# Why is my hot mud setting so fast?



## MTN REMODEL LLC (Sep 11, 2010)

Anything different with your water source.

I don't know the chemistry of hot mud, but salt (potassium or calcium chloride) acts as an accelerant in cement/concrete, ... guessing it might accelerate hot mud mixture also.

Is a water softner involved...?


----------



## alexlacelle (Feb 27, 2012)

MTN REMODEL LLC said:


> Anything different with your water source.
> 
> I don't know the chemistry of hot mud, but salt (potassium or calcium chloride) acts as an accelerant in cement/concrete, ... guessing it might accelerate hot mud mixture also.
> 
> Is a water softner involved...?


No water softener and it's standard city water. The same as I used last week when I mudded the other room....


----------



## MTN REMODEL LLC (Sep 11, 2010)

Don't know... never happened to me... don't think additives can settle out or up or down in a bag.... don't think so...

but possibly production lines do screw once in awhile.


----------



## alexlacelle (Feb 27, 2012)

MTN REMODEL LLC said:


> Don't know... never happened to me... don't think additives can settle out or u or down in a bag.... don't think so...
> 
> but possibly production lines do screw once in awhile.
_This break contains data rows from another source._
PR #136, opened 2015-08-28
The second attempt at adding feature request: ZenCache Version Number…

renzms:
…, please see: websharks/zencache#502 for original commit


jaswsinc:
@renzms TY. See my notes here regarding changes in this branch:
https://github.com/websharks/zencache/issues/502#issuecomment-135763648

raamdev:
Looking great, @renzms! :-) I just tested this locally and it appears to be working as expected. 

Could you please change `ZenCache™` to `ZenCache™ Pro`? See my screenshots here: https://github.com/websharks/zencache/issues/502#issuecomment-128787903

renzms:
@raamdev ,Thanks for the reminder, must've forgotten it. All good now!
pro plugin updater renz s test area wordpress

raamdev:
@renzms Nice! Thanks!

@jaswsinc This looks ready to merge to me. Since you were helping Renz with a few things on this PR, would you mind giving it a quick review to confirm that it's ready to merge?

jaswsinc:
@renzms Wow, that looks fantastic!

@raamdev writes...

> This looks ready to merge to me. Since you were helping Renz with a few things on this PR, would you mind giving it a quick review to confirm that it's ready to merge?

What's left here is to implement an API call that checks for the latest Lite version also, and a conditional that differentiates between the current instance of ZenCache being the Lite or Pro version; i.e., which label and version to display. So I would hold off on merging this for the moment. There is one more step to complete. I'll try to outline that for @renzms later today.

raamdev:
> What's left here is to implement an API call that checks for the latest Lite version also

I assume you're referring to Lite+?

jaswsinc:
Hmm. Lite+. I see what you mean. Well, I was working from your comment [here](https://github.com/websharks/zencache/issues/502#issuecomment-128787903), which included this for Lite also. Now that you mention it though, given that we will have two different Lite variations, maybe it is better if we only do this for the Pro version for now, and come back to this later?

 If so, we just need to wrap [this block](https://github.com/websharks/zencache-pro/blob/c0b48024f7687cb92a2c2e1cd8ed61483fddecf2/src/includes/classes/MenuPageOptions.php#L59-L68) with an `if(IS_PRO){}` check. If that's something that you can do, then I'd say go ahead and merge this and then make that tweak.

raamdev:
> Well, I was working from your comment here, which included this for Lite also.

I guess you missed my follow-up comment here: https://github.com/websharks/zencache/issues/502#issuecomment-135555295 :-)

jaswsinc:
I saw that comment that you made, but I got confused shortly after. After you made that comment (agreeing with me), I then realized that you had originally mentioned Lite being implemented also, from your earlier screenshots.

So I thought perhaps that you meant we wouldn't add this in the Lite version repo, but that we should actually write the code into the Pro version; which results in Lite+ being generated from it; i.e., build a Lite+ variation of this into the Pro copy.

Ugh, that's getting confusing. haha!

raamdev:
> build a Lite+ variation of this into the Pro copy.

Given that there _isn't_ a Lite+ version yet, I wasn't even considering that version. However, my feeling is that this is a simple feature that **does not** need to go into the Lite version, given how little of the work from this PR cab be reused due to the different codebase. (The original feature request, which was intended for Lite and Pro, was created _before_ the ZenCache codebase was forked.)

All of that said, when we do release a Lite+ version, I would love to see this feature available in Lite+.

What I can do is add an `if(IS_PRO){}` check so that we can get this out with the next Pro release, and then leave the original feature request open, with a new `lite+` tag, so that we remember to come back and add this feature at some point after releasing Lite+. How does that sound?

jaswsinc:
> What I can do is add an if(IS_PRO){} check so that we can get this out with the next Pro release, and then leave the original feature request open, with a new lite+ tag, so that we remember to come back and add this feature at some point after releasing Lite+. How does that sound?

Yep, that sounds great. We could try to do the Lite+ variation right now and be done with it, but there is still a bit of an unknown when it comes to how we will pull the latest Lite+ variation, so what you're saying makes perfect sense to me, yes.

raamdev:
@jaswsinc @renzms Merged! Thanks for your work on this, Renz!

renzms:
@jaswsinc @raamdev , Thanks for all your help, learned a lot from this.

So the Lite/Lite+ version will be attended to some time in the future?

raamdev:
> So the Lite/Lite+ version will be attended to some time in the future?

Correct. There's nothing to do for that right now, at least not until after we've launched Lite+.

Yes it seems very odd. I'll pick up another bag from a different store tomorrow and see how that goes. I do remember this bag I have currently was one of the last few bags at the bottom of a skid but I got it at Home Depot and I would think they sell this stuff fairly frequently. Definitely often enough that the bag wouldn't have been sitting there's for years and years or anything like that


----------



## jeffmattero76 (Jan 4, 2016)

Lemkie said:


> Yes it seems very odd. I'll pick up another bag from a different store tomorrow and see how that goes. I do remember this bag I have currently was one of the last few bags at the bottom of a skid but I got it at Home Depot and I would think they sell this stuff fairly frequently. Definitely often enough that the bag wouldn't have been sitting there's for years and years or anything like that


Was there any old mud in your pan or on your blades? I believe that causes new mud to set more quickly than expected.
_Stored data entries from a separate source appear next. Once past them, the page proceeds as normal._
PR #143, opened 2015-09-04
Feature/427

raamdev:
See websharks/zencache#427

_This is a work in progress...._


raamdev:
@jaswsinc I'm copying over your list of "Suggested Next Actions" (from [here](https://github.com/websharks/zencache/issues/427#issuecomment-121787639)) for reference:

---

## Suggested Next Actions

- [x] Create a new sub-folder in [this directory](https://github.com/websharks/zencache-pro/tree/000000-dev/src/includes/templates) called: `htaccess`

- [x] Create several files in that directory. One for each of the items that we want to add to the WordPress `.htaccess` file. We can start in this issue by adding one named: `templates/htaccess/cdn-filters.txt`. That file should contain:
  
  ```apache
  <IfModule headers_module>
    </FilesMatch>
  </IfModule>
  ```

- [ ] Add a new class member [here](https://github.com/websharks/zencache-pro/blob/150626/src/includes/closures/Plugin/InstallUtils.php#L194) called `$self->addWpHtaccess()` and that can be used to gather the templates that should be installed (based on plugin configuration) and pop those into the root `.htaccess` file for WordPress automatically.

- [ ] Add another class member: `$self->removeWpHtaccess()` to remove those entries.

- [ ] With those methods in place, make a call to `$self->addWpHtaccess()` here: https://github.com/websharks/zencache-pro/blob/150626/src/includes/closures/Plugin/InstallUtils.php#L17

- [ ] Make a call to `$self->addWpHtaccess()` here also: https://github.com/websharks/zencache-pro/blob/150626/src/includes/closures/Plugin/InstallUtils.php#L46

- [ ] Make a call to `$self->removeWpHtaccess()` here: https://github.com/websharks/zencache-pro/blob/150626/src/includes/closures/Plugin/InstallUtils.php#L65

- [ ] Make a call to `$self->removeWpHtaccess()` here also: https://github.com/websharks/zencache-pro/blob/150626/src/includes/closures/Plugin/InstallUtils.php#L87

---

Note that `addWpHtaccess()` should start by making a call to `removeWpHtaccess()` first. That way what it adds is from a fresh start; i.e., based on the current configuration of ZenCache.

---

raamdev:
@jaswsinc I could use some help (or pointers) fleshing out `$self->addWpHtaccess()` and `$self->removeWpHtaccess()`.

jaswsinc:
After [this line](https://github.com/websharks/zencache-pro/blob/150821/src/includes/closures/Shared/FsUtils.php#L111) add the following new utility.

```php
/*
 * Finds absolute server path to `/.htaccess` file.
 *
 * @since 15xxxx Adding `.htaccess` tweaks.
 *
 * @return string Absolute server path to `/.htaccess` file;
 *    else an empty string if unable to locate the file.
 */
$self->findHtaccessFile = function () use ($self) {
    if (!is_null($file = &$self->staticKey('findHtaccessFile'))) {
        return $file; // Already cached this.
    }
    $file = ''; // Initialize.
    if (is_file($abspath_htaccess = ABSPATH.'.htaccess')) {
        $file = $abspath_htaccess;
    } elseif (is_file($dirname_abspath_htaccess = dirname(ABSPATH).'/.htaccess')) {
        $file = $dirname_abspath_htaccess;
    }
    return $file;
};
```

---

After [this line](https://github.com/websharks/zencache-pro/blob/150821/src/includes/closures/Plugin/InstallUtils.php#L197) add the following new utilities.

```php
/*
 * Add template blocks to `/.htaccess` file.
 *
 * @since 15xxxx Adding `.htaccess` tweaks.
 *
 * @return boolean True if added successfully.
 */
$self->addWpHtaccess = function () use ($self) {
    if (!$self->options['enable']) {
        return false; // Nothing to do.
    }
    if (!$self->removeWpHtaccess()) {
        return false; // Unable to remove.
    }
    if (!($htaccess_file = $self->findHtaccessFile())) {
        if (!is_writable(ABSPATH) || file_put_contents($htaccess_file = ABSPATH.'.htaccess', '') === false) {
            return false; // Unable to find and/or create `.htaccess`.
        } // If it doesn't exist, we create the `.htaccess` file here.
    }
    if (!is_readable($htaccess_file)) {
        return false; // Not possible.
    }
    if (($htaccess_file_contents = file_get_contents($htaccess_file)) === false) {
        return false; // Failure; could not read file.
    }
    $template_blocks = '# BEGIN '.GLOBAL_NS."\n"; // Initialize.

    if (is_dir($templates_dir = dirname(dirname(__FILE__)).'/templates/htaccess')) {
        foreach (scandir($templates_dir) as $_template_file) {
            switch ($_template_file) {
                case 'cdn-filters.txt':
                    if ($self->options['cdn_enable']) {
                        $template_blocks .= trim(file_get_contents($templates_dir.'/'.$_template_file))."\n";
                    } // Only if CDN filters are enabled at this time.
                    break;
            }
        }
        unset($_template_file); // Housekeeping.
    }
    $template_blocks        = trim($template_blocks)."\n".'# END '.GLOBAL_NS;
    $htaccess_file_contents = $template_blocks."\n\n".$htaccess_file_contents;

    if (stripos($htaccess_file_contents, GLOBAL_NS) === false) {
        return false; // Failure; unexpected file contents.
    }
    if (defined('DISALLOW_FILE_MODS') && DISALLOW_FILE_MODS) {
        return false; // We may NOT edit any files.
    }
    if (!is_writable($htaccess_file)) {
        return false; // Not possible.
    }
    if (file_put_contents($htaccess_file, $htaccess_file_contents) === false) {
        return false; // Failure; could not write changes.
    }
    return true; // Added successfully.
};

/*
 * Remove template blocks from `/.htaccess` file.
 *
 * @since 15xxxx Adding `.htaccess` tweaks.
 *
 * @return boolean True if removed successfully.
 */
$self->removeWpHtaccess = function () use ($self) {
    if (!($htaccess_file = $self->findHtaccessFile())) {
        return true; // File does not exist.
    }
    if (!is_readable($htaccess_file)) {
        return false; // Not possible.
    }
    if (($htaccess_file_contents = file_get_contents($htaccess_file)) === false) {
        return false; // Failure; could not read file.
    }
    if (stripos($htaccess_file_contents, GLOBAL_NS) === false) {
        return true; // Template blocks are already gone.
    }
    $regex                  = '/#\s*BEGIN\s+'.preg_quote(GLOBAL_NS, '/').'\b.*?#\s*END\s+'.preg_quote(GLOBAL_NS, '/').'\s*/is';
    $htaccess_file_contents = preg_replace($regex, '', $htaccess_file_contents);

    if (stripos($htaccess_file_contents, GLOBAL_NS) !== false) {
        return false; // Failure; unexpected file contents.
    }
    if (defined('DISALLOW_FILE_MODS') && DISALLOW_FILE_MODS) {
        return false; // We may NOT edit any files.
    }
    if (!is_writable($htaccess_file)) {
        return false; // Not possible.
    }
    if (file_put_contents($htaccess_file, $htaccess_file_contents) === false) {
        return false; // Failure; could not write changes.
    }
    return true; // Removed successfully.
};
```

---

You should be able to start work on `templates/htaccess/cdn-filters.txt` then, and you might want to review the `$self->addWpHtaccess()` method to see how this works.

jaswsinc:
@raamdev I'm thrilled to see you working on this. I'm going to hold-off on the `feature/sonic-boom` work that I was planning until this is implemented, because it will make it much easier for us to add tweaks powered by `mod_rewrite` in Apache.

raamdev:
@jaswsinc I checked off all the items on [this list](https://github.com/websharks/zencache-pro/pull/143#issuecomment-137641802). However, I'm thinking that we also need to add a call to `addWpHtaccess()` somewhere that gets triggered when options are saved, correct?

jaswsinc:
> somewhere that gets triggered when options are saved, correct?

Yes. You can review this block of code and duplicate this for the htaccess addition. The block for the htaccess addition should appear right after this. See: https://github.com/websharks/zencache-pro/blob/000000-dev/src/includes/classes/Actions.php#L405-L407

Same thing here: https://github.com/websharks/zencache-pro/blob/000000-dev/src/includes/classes/Actions.php#L451-L453

---

We also need to remove it as well. So review this block and duplicate this for htaccess removal.

See: https://github.com/websharks/zencache-pro/blob/000000-dev/src/includes/classes/Actions.php#L413-L415

And also here: https://github.com/websharks/zencache-pro/blob/000000-dev/src/includes/classes/Actions.php#L459-L461

raamdev:
@jaswsinc Done. I also added the necessary Dashboard notifications when unable to add/remove from the `.htaccess` file (see https://github.com/websharks/zencache-pro/commit/6a0c97c1df62e23f9874e1ab7ce042c36d7f2ad5) however the message is rather unhelpful right now:

> Failed to update your `/.htaccess` file automatically.

It would be nice if we could show the contents of the `.htaccess` template that we were try to add/remove from the `.htaccess` file so that the site owner could manually update that file. However, that would require updating `addWpHtaccess()` to return information about which template(s) we were trying to write. 

The other option would be to simply create a KB Article that explains where to find the various `.htaccess` file templates (`src/includes/templates/htaccess/`) and how to insert the relevant ones into your `.htaccess` file. Then the error message could point to that. Thoughts?

jaswsinc:
> The other option would be to simply create a KB Article that explains where to find the various .htaccess file templates (src/includes/templates/htaccess/) and how to insert the relevant ones into your .htaccess file. Then the error message could point to that. Thoughts?

Yeah, that seems fine to me.

> Failed to update your /.htaccess file automatically.

The most common reason (99.9% of the time) this will happen, is if the `.htaccess` file is not writable. So I'd suggest mentioning that the likely reason is that the file is not writable, and that they should make the file writable to resolve this. Once that has been resolved, the issue with them trying to manually figure out which bits and pieces they need to include in the `.htaccess` file becomes less of a problem.

raamdev:
@jaswsinc I updated the error message the following:

> Failed to update your `/.htaccess` file automatically. Most likely a permissions error. Please make sure it has permissions `644` or higher (perhaps `666`). Once you've done this, please try again.

jaswsinc:
Cool!

raamdev:
@jaswsinc I'm revisiting this for the first time in a few weeks. It looks like this is about ready to be closed, do you agree? 

I saw your comment with NGINX-equivalent rules (https://github.com/websharks/zencache/issues/427#issuecomment-141892814); since we can't write to NGINX config files, I assume the goal would be to simply show a Dashboard notice (or a notice inside the Static CDN Filters options panel) that provides the recommended NGINX config, correct? Or maybe a Dashboard notice + a link to a KB Article that provides the recommended snippet would be better...

Which reminds me: I just reviewed this PR and realized that we're assuming that so long as we find an `.htaccess` file, we're running Apache, which may not be the case (someone could have migrated their site from Apache to a server running NGINX and carried over an old `.htaccess` file, in which case we would be updating the `.htaccess` file and assuming that all is well). We should probably be doing some checks here (along with appropriate Dashboard messaging) when running on NGINX, correct?

jaswsinc:
> I assume the goal would be to simply show a Dashboard notice (or a notice inside the Static CDN Filters options panel) that provides the recommended NGINX config, correct? Or maybe a Dashboard notice + a link to a KB Article that provides the recommended snippet would be better...

That sounds like a great idea to me also.

> We should probably be doing some checks here (along with appropriate Dashboard messaging) when running on NGINX, correct?

Agree. WordPress itself has globals `$is_apache` and `$is_nginx` that could help.
https://github.com/WordPress/WordPress/blob/2c23ca7411ccd37d35f56d5058b8172d4664e65b/wp-includes/vars.php#L100

raamdev:
> That sounds like a great idea to me also.

Which idea? :-) Linking to a KB Article that contains the recommended NGINX config, or showing the recommended NGINX config directly inside the Dashboard?

jaswsinc:
> Linking to a KB Article that contains the recommended NGINX config

I'd vote for this one, because that would allow us to update it remotely.

raamdev:
@jaswsinc Could you please review https://github.com/websharks/zencache-pro/commit/1dfc6c7656519794b9b12fd0d4e8e2e0f257aa8a and https://github.com/websharks/zencache-pro/commit/53eb98ff099f4f98c7998b229a9b75d42cec1456 when you get a chance?

Here are a few screenshots:





The notice will appear in both places, just in case the site owner misses the one in the Static CDN Filters option panel.

Also, I'm thinking it's best to keep this notice and the KB Article as generic as possible, i.e., to cover all the scenarios where ZenCache may write to the `.htaccess` file (I'm thinking about future work we do to tweak the `.htaccess` file). That way, we can use a single KB Article (https://github.com/websharks/zencache-kb/issues/91) to document all of the recommended NGINX server config snippets related to each feature in ZenCache that would normally write to the `.htaccess` file. That seems better than trying to create separate KB Articles (and separate Dashboard messages) for each scenario.

raamdev:
Oh, also, any feedback on the wording of the notice itself? I was struggling to keep it short and informative while also being newbie-friendly.

jaswsinc:
> Could you please review 1dfc6c7 and 53eb98f when you get a chance?

Those look perfect to me. Wonderful! I like how you added the `$is_apache` checks to prevent unnecessary notices related to `.htaccess`.

> Also, I'm thinking it's best to keep this notice and the KB Article as generic as possible, i.e., to cover all the scenarios where ZenCache may write to the .htaccess file (I'm thinking about future work we do to tweak the .htaccess file). That way, we can use a single KB Article (websharks/zencache-kb#91) to document all of the recommended NGINX server config snippets related to each feature in ZenCache that would normally write to the .htaccess file. That seems better than trying to create separate KB Articles (and separate Dashboard messages) for each scenario.

I agree. That's great! I added an [additional comment](https://github.com/websharks/zencache-kb/issues/91#issuecomment-148276587) over with a more elaborate Nginx example.

raamdev:
@jaswsinc Because of what I discovered [here](https://github.com/websharks/zencache/issues/427#issuecomment-121774596) (namely that you must ensure that `Access-Control-Allow-Origin` headers are being sent _before_ ZenCache starts rewriting your URLs, otherwise the CDN may cache the fact that `Access-Control-Allow-Origin` is not being sent, resulting in the CORS error), does it make sense to make the Static CDN Filters notice a bit more prominent? 

If a site owner is using NGINX and enables Static CDN Filters _before_ updating their NGINX configuration, they may still run into issues (because of how some CDNs seem to cache the initial headers sent by the server). Right now I have the Static CDN Filters NGINX notice inside the section that is greyed out until you enable Static CDN Filters:



Maybe instead that should go directly above the dropdown where you enable Static CDN Filters, along with an additional note that says something like "It is recommended that you update your NGINX server configuration _before_ enabling Static CDN Filters to prevent any issues with your CDN." 

Thoughts?

jaswsinc:
> "It is recommended that you update your NGINX server configuration before enabling Static CDN Filters to prevent any issues with your CDN.

Yes. That sounds like an excellent idea to me also. In addition, the KB article could mention what you experienced and perhaps make the same suggestion about doing Nginx _before_ you enable Static CDN Filters for the first time.

raamdev:
@jaswsinc Please review https://github.com/websharks/zencache-pro/commit/dc99f61ad54b6200189f44882f7d670ab74a6eef when you get a chance. I've improved the notice, added links to additional KB Articles, and created a filter that allows a site owner to disable the notice if it bugs them after they've updated their NGINX config. :-)




- http://zencache.com/r/kb-article-recommended-nginx-server-configuration/
- http://zencache.com/r/kb-article-what-are-cross-origin-request-blocked-cors-errors/
- http://zencache.com/r/kb-article-how-do-i-disable-the-nginx-htaccess-notice/

jaswsinc:
Nice! I reviewed the latest changes and each of your KBA drafts.

The only thing I noticed were calls to `apply_filters()` in the menu page and in the `Actions{}` class. Nothing wrong with those of course, but you might consider changing `apply_filters()` to `$this->plugin->applyWpFilters()`. That's an internal wrapper that we have so that it makes it easier for us to deal with branding changes and back compat. when the name of the plugin changes in the future.

See: https://github.com/websharks/zencache-pro/blob/151004/src/includes/closures/Shared/HookUtils.php#L236

So for instance, instead of:

```php
apply_filters(GLOBAL_NS.'_wp_htaccess_nginx_notice', TRUE)
```

Write it as:

```php
$this->plugin->applyWpFilters(GLOBAL_NS.'_wp_htaccess_nginx_notice', true)
```

raamdev:
> you might consider changing `apply_filters()` to `$this->plugin->applyWpFilters()`

Ah, good idea. Thanks! https://github.com/websharks/zencache-pro/commit/ee29e02da8d59e1de23061f75c27fd0ebfa6f9de fixes that. :-)

jaswsinc:
:+1:

raamdev:
@jaswsinc FYI https://github.com/websharks/zencache-pro/commit/647f81f58e5c8fb3f1dd4f26ac53442ca5283302

jaswsinc:
Ah, good catch!

raamdev:
@jaswsinc I noticed that if WordPress Address is `http://example.com/wordpress` but the Site Address is `http://example.com/` (i.e., WordPress is installed in `/wordpress/` subdirectory), ZenCache is only writing to `/wordpress/.htaccess` and not `/.htaccess`, even though `/.htaccess` exists. 

Is this going to be an issue? 

As an aside, I noticed that s2Member is doing the same thing. 

Also, the main WordPress rewrite rules were written by WordPress to `/.htaccess`, not `/wordpress/.htaccess`, hence the confusion here.

raamdev:
I see [here](https://github.com/websharks/zencache-pro/blob/feature/427/src/includes/closures/Shared/FsUtils.php#L120-L128) that we're using `ABSPATH.'.htaccess'` if found and only looking for and using `dirname(ABSPATH).'/.htaccess'` if `ABSPATH.'.htaccess'` is not found. I guess I just want to make sure that's not a problem. 

If `http://example.com/some/post/` is requested, will the web server still use the `.htaccess` rules in `/wordpress/` (despite that not being part of the URL path) because `http://example.com/some/post/` is essentially being rewritten and routed through `/wordpress/` in the background?

raamdev:
> WordPress's `index.php` and `.htaccess` files should be together in the directory indicated by the Site address (URL) setting on your General Options page.

via https://codex.wordpress.org/Using_Permalinks#Where.27s_my_.htaccess_file.3F

That seems to indicate that best practice here would be to follow suit and look for and use the `.htaccess` file in the directory indicated by the Site address (URL) setting.

raamdev:
Here's how WordPress finds `.htaccess`: 

```php
$home_path = get_home_path();
$htaccess_file = $home_path.'.htaccess';
```
https://github.com/WordPress/WordPress/blob/6b449abadc6751d4d3d1a805fe522dede8e7f690/wp-admin/includes/misc.php#L169-L200

jaswsinc:
> Here's how WordPress finds .htaccess via save_mod_rewrite_rules():

Cool. Nice find! I hadn't seen that portion of the codebase before. Looks good to me.

raamdev:
@jaswsinc How's this look? https://github.com/websharks/zencache-pro/commit/912d196ae112cc657f6a425834d93716c3487774

jaswsinc:
Looks great to me. I was just reviewing that function [here](https://github.com/WordPress/WordPress/blob/6b449abadc6751d4d3d1a805fe522dede8e7f690/wp-admin/includes/file.php#L81) and it looks sweet!

src/includes/closures/Plugin/InstallUtils.php
```diff
@@ -200,6 +204,108 @@
...
+            return false; // Unable to find and/or create `.htaccess`.
+        } // If it doesn't exist, we create the `.htaccess` file here.
+    }
+    if (!is_readable($htaccess_file)) {
+        return false; // Not possible.
+    }
+    if (($htaccess_file_contents = file_get_contents($htaccess_file)) === false) {
+        return false; // Failure; could not read file.
+    }
+    $template_blocks = '# BEGIN '.GLOBAL_NS."\n"; // Initialize.
```
raamdev: @jaswsinc I noticed that we're using `GLOBAL_NS` here, instead of `NAME`, which seems more appropriate. (`# BEGIN ZenCache` looks nicer than `# BEGIN zencache`.) Is there any reason we're not using `NAME` here?

jaswsinc: Nope. No reason. I agree that would be better.

raamdev:
@jaswsinc: 

> Fatal error: Call to undefined function WebSharks\ZenCache\Pro\get_home_path() in /Users/raam/Sites/zcpro.dev/wordpress/wp-depo/plugins/zencache-pro/src/includes/closures/Shared/FsUtils.php on line 122

Hmm, why wouldn't `get_home_path()` be available here? Is that because this is inside a Closure?

jaswsinc:
> Hmm, why wouldn't get_home_path() be available here?

It looks like that function is actually admin-only; i.e., you will need to explicitly include this file and/or limit the use of that function to the admin context only. Referencing [this source file](https://github.com/WordPress/WordPress/blob/6b449abadc6751d4d3d1a805fe522dede8e7f690/wp-admin/includes/file.php#L81) in WordPress core where that function is defined.

---

**Note:** Files in the `closures/Shared` directory may run in both phases of ZenCache. So if you write anything into `FsUtils.php` that might depend on WordPress being fully loaded, it would best to move that code into the `closures/Plugin` directory and perhaps create a new file or add it to an existing file.

raamdev:
@jaswsinc What if we just move `findHtaccessFile()` to `closures/Plugin/InstallUtils.php` (that's where it's being used by `addWpHtaccess()` and `removeWpHtaccess()` anyway) and then copy over the bit of code from `get_home_path()`:

```php
/*
 * Finds absolute server path to `/.htaccess` file.
 *
 * @since 15xxxx Adding `.htaccess` tweaks.
 *
 * @return string Absolute server path to `/.htaccess` file;
 *    else an empty string if unable to locate the file.
 */
$self->findHtaccessFile = function () use ($self) {
    $file = ''; // Initialize.

    $home    = set_url_scheme( get_option( 'home' ), 'http' );
    $siteurl = set_url_scheme( get_option( 'siteurl' ), 'http' );
    if ( ! empty( $home ) && 0 !== strcasecmp( $home, $siteurl ) ) {
        $wp_path_rel_to_home = str_ireplace( $home, '', $siteurl ); /* $siteurl - $home */
        $pos = strripos( str_replace( '\\', '/', $_SERVER['SCRIPT_FILENAME'] ), trailingslashit( $wp_path_rel_to_home ) );
        $home_path = substr( $_SERVER['SCRIPT_FILENAME'], 0, $pos );
        $home_path = trailingslashit( $home_path );
    } else {
        $home_path = ABSPATH;
    }
    $home_path = str_replace( '\\', '/', $home_path );

    if (is_file($htaccess_file = $home_path.'.htaccess')) {
        $file = $htaccess_file;
    }
    return $file;
};
```

↑ I tested that and it's working as expected.

raamdev:
Or we could strip out all the htaccess-related methods from `InstallUtils.php` and create a new `HtaccessUtils.php` file in `closures/Plugin/`.

jaswsinc:
> I tested that and it's working as expected.

Cool!

> InstallUtils.php and create a new HtaccessUtils.php file in closures/Plugin/

Either of those sound good to me. Whichever seems better to you.

raamdev:
@jaswsinc Please review these three commits when you get a chance: https://github.com/websharks/zencache-pro/pull/143#commits-pushed-fcc8389.

I just ran through several tests of this branch on two different test sites and the adding/removing from the `.htaccess` file is working well. I also tested failures to add/remove due to permissions errors and those notices show up correctly.

What I haven't tested are any of the things related to running on an NGINX server.

This branch could use another tester, but otherwise it looks ready to merge to me. :-) I'll hold off until I get the OK from you.

jaswsinc:
I'm testing this on Nginx now and I'll report back shortly.

Everything else looks great! Only suggestion is that perhaps you add the `$is_apache` check to `addWpHtaccess()` also.

raamdev:
> Only suggestion is that perhaps you add the $is_apache check to addWpHtaccess() also.

I only didn't do that because `addWpHtaccess()` calls `removeWpHtaccess()` at the top and `removeWpHtaccess()` checks if `$is_apache`. 

However, I realize now that it would be better practice to add it to `addWpHtaccess()` too in case `addWpHtaccess()` ever gets refactored in the future and calling `removeWpHtaccess()` ends up _not_ happening first. :-)

jaswsinc:
I just ran some tests in Nginx. Looks great! Here are a couple of observations.

- The "update your server configuration manually" link should probably open in a new window.

  

- Same thing with this link. I sort of expected this to hide the notice when I clicked it, but opening a new window with the KBA should be good too.

  

- Same thing in the links in this notice.

  

---

I tested the details provided in this KBA and everythings works as expected: https://github.com/websharks/zencache-kb/issues/91

raamdev:
> I sort of expected this to hide the notice when I clicked it, but opening a new window with the KBA should be good too.

Yeah, I debated whether or not I should even add that link there for that very reason. I wanted a way of linking to the KB Article that describes how to hide that message, but maybe it's enough to say "you can safely ignore this message" and leave it at that? If someone gets annoyed by the message they can write in or search the KB and make use of the KB Article that way. 

I thought about making it easier to hide the message, but I actually think it's good that it's hard (i.e., that it requires creating an MU-Plugin). That message is saying something quite important, and we wouldn't want a novice site owner to easily dismiss the message without updating their configuration and then write to us wondering why things don't seem to be working properly.

raamdev:
> The "update your server configuration manually" link should probably open in a new window.
> Same thing with this link.
> Same thing in the links in this notice.

Ah, good catch. I'll fix that!

> I just ran some tests in Nginx. Looks great!

Sweet! Thanks so much for testing that. :-)

raamdev:
> we wouldn't want a novice site owner to easily dismiss the message without updating their NGINX configuration

On the other hand, once the NGINX configuration _has_ been updated, it would be quite annoying (and misleading) to continue seeing that red error notice showing up in the ZenCache options...

jaswsinc:
Let me see if there is some way we can get a flag in our Nginx config. example that we could detect in PHP. That might make it easier to automatically deactivate that notice.

jaswsinc:
I updated the [example here](https://github.com/websharks/zencache-kb/issues/91#issue-111540221) to include the following. If they actually do add this in, you can detect it in PHP by looking at `$_SERVER['WP_NGINX_CONFIG'] === 'done'`

```nginx
  location ~* \.php$ {
      fastcgi_param WP_NGINX_CONFIG done;
  }
```

raamdev:
@jaswsinc Sweet! I updated the notices to check for `WP_NGINX_CONFIG`; see https://github.com/websharks/zencache-pro/commit/aa6674d47300b5c124aee40eb7a5433e6c4b46b0

If you could give that one more test on your NGINX site with `WP_NGINX_CONFIG` defined to confirm it's working as expected, that would be great.

jaswsinc:
Lookin' good on my side. Working as expected, yes.

raamdev:
@jaswsinc Cool! So this PR (_finally_) looks ready to merge. Agreed?

jaswsinc:
Yep. Looks ready to me. Really nice work on this!

raamdev:
@jaswsinc writes...
> I'm going to hold-off on the feature/sonic-boom work that I was planning until this is implemented, because it will make it much easier for us to add tweaks powered by mod_rewrite in Apache.

Just a reminder that this has now been implemented and merged. :-)

> Really nice work on this!

Thank you! This was fun to work on. :smile:

jaswsinc:
> Just a reminder that this has now been implemented and merged. :-)

Very cool. Thanks for the reminder.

Sent from my LG-D415 using Tapatalk


----------



## alexlacelle (Feb 27, 2012)

jeffmattero76 said:


> Lemkie said:
> 
> 
> > Yes it seems very odd. I'll pick up another bag from a different store tomorrow and see how that goes. I do remember this bag I have currently was one of the last few bags at the bottom of a skid but I got it at Home Depot and I would think they sell this stuff fairly frequently. Definitely often enough that the bag wouldn't have been sitting there's for years and years or anything like that
> ...


None at all. I clean everything thoroughly after each use and I made extra sure to clean everything in between the two batches as I had originally thought the same thing so I made sure everything was absolutely clean.


----------



## Sir MixAlot (Apr 4, 2008)

How are you mixing your mud? 

Over mixing or taking to long to mix can cause it to set prematurely. 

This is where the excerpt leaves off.